Ses cicatrices étaient le résultat de ses premières années passées dans l’atelier de cristallisation, auprès des « cuites », ces cuves où les jus devenaient sirops après avoir été chauffés. Aux cuites, les ouvrières transvasaient le sucre encore en fusion, d’une cuve à l’autre, avec un arrosoir de 30 litres collé au corps et relié à une poulie, et il arrivait parfois que le sirop brûlant se déversât sur la blouse et les vêtements, faisant fondre tissus et peaux.
Les conditions de travail aux raffineries de sucre1 étaient pénibles, la chaleur écrasante, la sécurité des ouvrières quasi inexistante et les salaires indécents.
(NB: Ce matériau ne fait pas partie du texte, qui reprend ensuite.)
Issue #2965, opened 2024-01-31
Display warning for @-mentioning massive files


kalanchan:
Display warning/error message when file is too large to @ in chat

see design and input: https://sourcegraph.slack.com/archives/C05AGQYD528/p1704800906759909

abeatrix:
@kalanchan can I get more information for the task please? 
What's the definition of a large file here? What's the expected behavior?

toolmantim:
The Figma for this is here: https://www.figma.com/file/jEsnzgsf0hNuJbqB9pKaGm/VS-Code---Cody---Commands-up-front-and-ChatGPT%2B%2B?type=design&node-id=331-103646&mode=design&t=jidOC06CYg9nSWOI-4

I guess the bug is that if a file is too large to include in context, we just exclude it, and users are wondering why.

Ideally we detect that it will be too big at file-selection time, and ask them to provide a symbol.

kalanchan:
what is considered too large? 🤔


Ideally we have a mechanism that detects how many tokens it's going to eat up, and make a decision there. But without it we are kinda just guess right? 

@dominiccooney any thoughts on how we can programatically calculate this

toolmantim:
An alternative to my design, which we should consider/test, is to include a summary of the file in the context vs forcing them to select a symbol. A symbol may be too large for the context too 🤔

abeatrix:
> Ideally we detect that it will be too big at file-selection time, and ask them to provide a symbol.

What if they select a file that's within the "limit" but then they added a question that's over the overall limit? 

Should we set a maximum token limit allowed per file (not ideal) and per chat input?

Or maybe add a token counter in the chat ui to make the limit visible instead (like a tweet limit in Twitter)?

umpox:
@toolmantim @abeatrix We should ensure we do this for the Edit logic too. I'm happy to take a look at this post-release.

I think we can use the `detail` option in the QuickPick to show a similar UI

abeatrix:
Adding @umpox for Edit logic

chillatom:
Is this at the complexity level that we should write an RFC?  Sounds like we have a few options

1. Warning for too large
2. Push users towards symbols
3. Gracefully handle too large files
    - summarize
    - expand context window
    - other?

There are some other edge cases to consider (some of which listed above) 

1. What if mentioning N files and the Nth pushes over the context limit
2. What if symbols are too large

virgildotcodes:
[...]

Issue #2636, opened 2024-01-09
bug: request sent to LLM without context due to large context size


abeatrix:
### Version

v1.0.5

### Describe the bug

If the shared context is too large, the chat question will still be submitted to the LLM without context, leading to the LLM response that it doesn't have any context:

![image](https://github.com/sourcegraph/cody/assets/68532117/7e9bf28d-43c1-4b17-9de5-709e5c410278)

However, we wouldn't know that no context was shared due to the context's size until we open the output channel and look for logs:

![image](https://github.com/sourcegraph/cody/assets/68532117/93780fe2-ecbb-4df5-aab7-4edcb2a42402)

### Expected behavior

- let user know in the UI that the context was not shared due to context limit
- context should be truncated and share with LLM to provide a response

deepak2431:
@abeatrix Looking into this issue!

abeatrix:
> let user know in the UI that the context was not shared due to context limit

Fixed in https://github.com/sourcegraph/cody/pull/3528
We now display the excluded @-mention files in UI to avoid confusion:
![image](https://github.com/sourcegraph/cody/assets/68532117/2f118331-5c32-4b21-8b48-200352f0ce96)

Issue #2769, opened 2024-01-17
Chat: Better context summarization and truncation


dominiccooney:
### Areas for Improvement

- [ ] UI/UX
- [ ] Onboarding
- [ ] Docs
- [X] Chat
- [ ] Commands
- [ ] Context
- [ ] Response Quality
- [ ] Other

### What needs to be improved? Please describe how this affects the user experience.

Cody context is truncated, causing unquantified forgetting and poor performance. We tried simply showing the user an error message when this happened, but that was confusing.

### Why is this feedback important? Please describe the rationale.

Chat and inline edits are a core part of the Cody experience and we want it to be as good as possible. But LLM context sizes are limited or large context windows are slow, so we have to manage the limited context window size that we have.

### Describe the solution you'd like to see

Here's the chat context truncation behavior we have today. Include the following until the limit is reached, then truncate:
- Preamble
- Existing transcript up to current message, prioritizing recent messages (that is, current message is the most important)
- Explicit tagged context up to current message, prioritizing recent messages (that is, current tagged context is the most important)
- Current enhanced context

We should do some hand inspection of this truncation, but I think we will do better with something like:
- Preamble
- Current message
- Current explicit tagged context
- Current enhanced context (note, to this point, we are basically like "new chat" context.)
- Existing transcript *and* tagged context, prioritizing recent messages (that is, previous bot response is the most important, and tagged context is likely to be included.)

### Describe any alternatives that could be considered

Some other casual ideas:
- Have the LLM giving feedback along with its response about which context sources it found useful, and boost the priorities of those in the replayed transcript (@rishabhmehrotra has mentioned wanting one-shot learning in the transcript, this is a little bit like that...)
- Summarize the existing transcript instead of truncating it, at the cost of an extra turn.

blarvin:
Will it be possible in future to DELETE irrelevent chat messages from a conversation, and have the context updated accordingly? Is that a thing? (I created a feedback issue #2579  suggesting a delete chat message feature - mostly its a UX thing, but context would be major bonus )

kalanchan:
@dominiccooney @chillatom to discuss what we need to do here to preserve context in each multi turn chat

PR #3118, opened 2024-02-09
Chat: display file size warning on large files

abeatrix:
CONTEXT: https://sourcegraph.slack.com/archives/C05AGQYD528/p1707508300392389
Part of https://github.com/sourcegraph/cody/issues/2636 & https://github.com/sourcegraph/cody/issues/2965

Update chat UI to provide better file size awareness based on Tim's figma design:  https://www.figma.com/file/jEsnzgsf0hNuJbqB9pKaGm/VS-Code---Cody---Commands-up-front-and-ChatGPT%2B%2B?type=design&node-id=331-103646&mode=design&t=jidOC06CYg9nSWOI-4

image

This PR includes the following changes:
- Filter the `sorted results` in the `getFileContextFiles` function to remove non-files and files that are larger than 1MB
- Set title as `large-file` for files that contain more tokens than we allow for file using the file size returned from `vscode.workspace.fs.stat` API
- When users try to add a file using @-mentioned, they should see a warning below the file name if the file is too large 
- ~~Truncating prompt messages in the PromptBuilder class to include truncated context without all context being ignored due to excessive length.~~
- ~~Use the exisiting truncatePrompt function and MAX_AVAILABLE_PROMPT_LENGTH constant for truncating prompts.~~
- Display warning in at-mentions selector for large files

### Note

- This PR focuses on providing information to users in the UI for files they are trying to add using `@-mention` that are too large.
- ~~We are also truncating the context files to make sure large files will be truncated and used as context, instead of excluding the file.~~

Follow-up works include:
- truncate large files
- show users if a file was truncated 

## Test plan

1. @-mentioned a large file [SimpleChatPanelProvider](https://sourcegraph.sourcegraph.com/github.com/sourcegraph/cody@916ef190bf286505c5dcb254b87c0ad142b86c5a/-/blob/vscode/src/chat/chat-view/SimpleChatPanelProvider.ts)

image
raph/cody/assets/68532117/7ea38043-c148-45d7-9a00-1d6aeb53f552)

### DIFF
--- a/vscode/src/chat/chat-view/SimpleChatPanelProvider.ts
+++ b/vscode/src/chat/chat-view/SimpleChatPanelProvider.ts
@@ -544,7 +544,7 @@ export class SimpleChatPanelProvider implements vscode.Disposable, ChatSession {
         const cancellation = new vscode.CancellationTokenSource()
 
         try {
-            const MAX_RESULTS = 10
+            const MAX_RESULTS = 20
             if (query.startsWith('#')) {
                 // It would be nice if the VS Code symbols API supports
                 // cancellation, but it doesn't
--- a/vscode/src/chat/chat-view/SimpleChatPanelProvider.ts
+++ b/vscode/src/chat/chat-view/SimpleChatPanelProvider.ts
@@ -544,7 +544,7 @@ export class SimpleChatPanelProvider implements vscode.Disposable, ChatSession {
         const cancellation = new vscode.CancellationTokenSource()
 
         try {
-            const MAX_RESULTS = 20
+            const MAX_RESULTS = 10
             if (query.startsWith('#')) {
                 // It would be nice if the VS Code symbols API supports
                 // cancellation, but it doesn't
--- a/vscode/src/editor/utils/editor-context.ts
+++ b/vscode/src/editor/utils/editor-context.ts
@@ -20,6 +20,8 @@ import {
 import { getOpenTabsUris, getWorkspaceSymbols } from '.'
 import { CHARS_PER_TOKEN } from '@sourcegraph/cody-shared/src/prompt/constants'
 
+const isTesting = process.env.CODY_TESTING === 'true'
+
 const findWorkspaceFiles = async (
     cancellationToken: vscode.CancellationToken
 ): Promise<vscode.Uri[]> => {
@@ -114,21 +116,30 @@ export async function getFileContextFiles(
 
     // TODO(toolmantim): Add fuzzysort.highlight data to the result so we can show it in the UI
 
+    if (isTesting) {
+        return sortedResults
+    }
+
     const filtered = []
-    for (const sorted of sortedResults) {
-        // Remove file larger than 1MB and non-text files
-        // NOTE: Sourcegraph search only includes files up to 1MB
-        const fileStat = await vscode.workspace.fs.stat(sorted.uri)
-        if (fileStat.size > 1000000 || !fileStat.size || fileStat.type !== vscode.FileType.File) {
-            continue
+
+    try {
+        for (const sorted of sortedResults) {
+            // Remove file larger than 1MB and non-text files
+            // NOTE: Sourcegraph search only includes files up to 1MB
+            const fileStat = await vscode.workspace.fs.stat(sorted.uri)
+            if (fileStat.size > 1000000 || fileStat.type !== vscode.FileType.File) {
+                continue
+            }
+            // Check if file contains more characters than the token limit based on fileStat.size
+            // and set the title of the result as 'large-file' for webview to display file size
+            // warning.
+            if (fileStat.size > CHARS_PER_TOKEN * MAX_CURRENT_FILE_TOKENS) {
+                sorted.title = 'large-file'
+            }
+            filtered.push(sorted)
         }
-        // Check if file contains more characters than the token limit based on fileStat.size
-        // and set the title of the result as 'large-file' for webview to display file size
-        // warning.
-        if (fileStat.size > CHARS_PER_TOKEN * MAX_CURRENT_FILE_TOKENS) {
-            sorted.title = 'large-file'
-        }
-        filtered.push(sorted)
+    } catch (error) {
+        console.error('getFileContextFiles:failed', error)
     }
 
     return filtered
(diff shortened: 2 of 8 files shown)


vscode/webviews/UserContextSelector.tsx
```diff
@@ -96,7 +97,12 @@ export const UserContextSelectorComponent: React.FunctionComponent<
                             ? `:${match.range.start.line + 1}-${match.range.end.line + 1}`
                             : ''
                         const description =
-                            match.type === 'file' ? undefined : displayPath(match.uri) + range
+                            match.type === 'file'
+                                ? match.content &&
+                                  estimateTokenCount(match.content) > MAX_CURRENT_FILE_TOKENS
+                                    ? 'Large file will be truncated.'
```
abeatrix, line 103:
```suggestion
                                    ? 'Large file will be truncated.'
```

@toolmantim feel free to update this copy

abeatrix: Getting the file content for all search results is most likely going to cause performance issues in large repos / large files, so I'm wondering if we should just show this warning at the top instead.

vscode/src/editor/utils/editor-context.ts
```diff
@@ -244,3 +250,10 @@ function createContextFileRange(selectionRange: vscode.Range): ContextFile['rang
         },
     }
 }
+
+async function getFileContent(uri: vscode.Uri): Promise<string> {
+    return vscode.workspace.fs.readFile(uri).then(
```
dominiccooney, line 255: You can use `vscode.workspace.fs.stat(uri)` and check `size`. Performance is O(number of files) not O(size of all the files) so it's better. Downside is it's a byte count, not a character count... I haven't looked at tokenizer rates for non-Latin character sets but I would be surprised if character count is a better factor than byte count.

vscode/webviews/UserContextSelector.tsx
dominiccooney: The principle is: don't disappoint/frustrate the user. So we should keep them informed as early as possible. Ideally, tell them what's going on, without bogging down the machine, before they commit to an action.

I suggested stat-ing the filesystem above, which will reduce the load a bit, but stat is not free. So maybe you could just stat items in the viewport and display the labels just in time.

With the way we do context assembly (see detail in #2769) we can't predict accurately whether we'll truncate any given file. So we could inform the user before they pick an item if we're likely going to truncate it, and after the prompt is assembled, too if we did. But we have to do that informing in a way that they can understand—one problem with the first iteration of the error banner is people thought it was a rate limit, etc. We don't want to do that again.

@toolmantim do you have ideas here?

dominiccooney (changes requested):
Some ideas on making the size check scale better inline.

vscode/src/editor/utils/editor-context.ts
abeatrix: Ahh that makes sense! I've updated to use fs.state instead and that seems to work:

image

Will continue next week, thank you for your the suggestion!

abeatrix:
@toolmantim updated to follow your design on figma:

image

vscode/webviews/UserContextSelector.tsx
abeatrix: updated the behavior based on Tim's figma design

vscode/src/chat/chat-view/SimpleChatPanelProvider.ts
```diff
@@ -544,7 +544,7 @@ export class SimpleChatPanelProvider implements vscode.Disposable, ChatSession {
         const cancellation = new vscode.CancellationTokenSource()
 
         try {
-            const MAX_RESULTS = 20
+            const MAX_RESULTS = 10
```
abeatrix, line 547: since it'd take longer to find more results, especially in large repositories, i think we should lower this number from 20 to 10 until the underlying issue is resolved (slow @-mentioned in large repositories)

abeatrix:
@dominiccooney i've updated to use `vscode.workspace.fs.stat` instead of `vscode.workspace.fs.readFile`. Can I get your review again on this change, please?

beyang:
We're approaching crunch time—WDYT if we just display a warning for now and postpone getting the truncation logic right until after launch?

abeatrix:
> We're approaching crunch time—WDYT if we just display a warning for now and postpone getting the truncation logic right until after launch?

Yea I think that'd be the best. I'll update the PR to remove the truncation logic.

vscode/src/chat/chat-view/SimpleChatPanelProvider.ts
toolmantim: Would be better not to degrade this for everyone just due to the symlink performance issues… but I'm not sure if there's a better solution. Maybe at least add a todo?

toolmantim (approved):

toolmantim:
@beyang @abeatrix I think it also makes sense to include a warning at display time if something was excluded. Here's a design for that if you think it's easier/faster: https://www.figma.com/file/jEsnzgsf0hNuJbqB9pKaGm/VS-Code---Cody---Commands-up-front-and-ChatGPT%2B%2B?type=design&node-id=1590-34814&mode=design&t=ZSpfaRg2b9wfCOfP-4

vscode/src/chat/chat-view/SimpleChatPanelProvider.ts
abeatrix: i've reverted the change so that this PR focuses on adding the warning for large @-files. once the fix for findFiles is merged, this shouldn't be an issue 👍

abeatrix:
> @beyang @abeatrix I think it also makes sense to include a warning at display time if something was excluded. Here's a design for that if you think it's easier/faster: https://www.figma.com/file/jEsnzgsf0hNuJbqB9pKaGm/VS-Code---Cody---Commands-up-front-and-ChatGPT%2B%2B?type=design&node-id=1590-34814&mode=design&t=ZSpfaRg2b9wfCOfP-4

@toolmantim i think that makes sense too. This is for after the release, right?
(I can try, but I'm not sure if I can get the new design in by the end of tomorrow.)

umpox (approved):
Looks good! I think we can show a similar UI in the Edit quick pick too. I left a comment [here](https://github.com/sourcegraph/cody/issues/2965#issuecomment-1941644011)

I don't think this need to be done before this release but just added so we don't forget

De plus, à l’époque, les femmes étaient payées moitié moins que les hommes, et les mineurs, nombreux dans les usines de la Belle-de-Mai, ne percevaient qu’un quart de ce que touchaient les adultes.
La vie n’était donc pas simple pour Flavia Boddi. Rémunérée une misère, elle faisait des miracles avec sa maigre paye, et ce sans compter les soixante heures de travail accomplies chaque semaine. Elle ne parlait pas un seul mot de français, mais ce n’était pas important… À la raffinerie, presque tout le monde était italien, et dans les commerces, c’était le provençal qui s’imposait, une langue que Mademoiselle Boddi comprenait, car utilisée également de l’autre côté des Alpes.
Elle habitait au numéro 14 de la rue Séry, dans une petite pièce donnant sur l’arrière-cour, derrière le marchand de chevaux et mulets « Coste ». Pour se rendre à l’usine, Flavia Boddi partait tous les jours à 5h45, montait la rue Séry, prenait le boulevard Amayen à droite, puis la rue Victor Hugo à gauche, jusqu’au portail de la raffinerie.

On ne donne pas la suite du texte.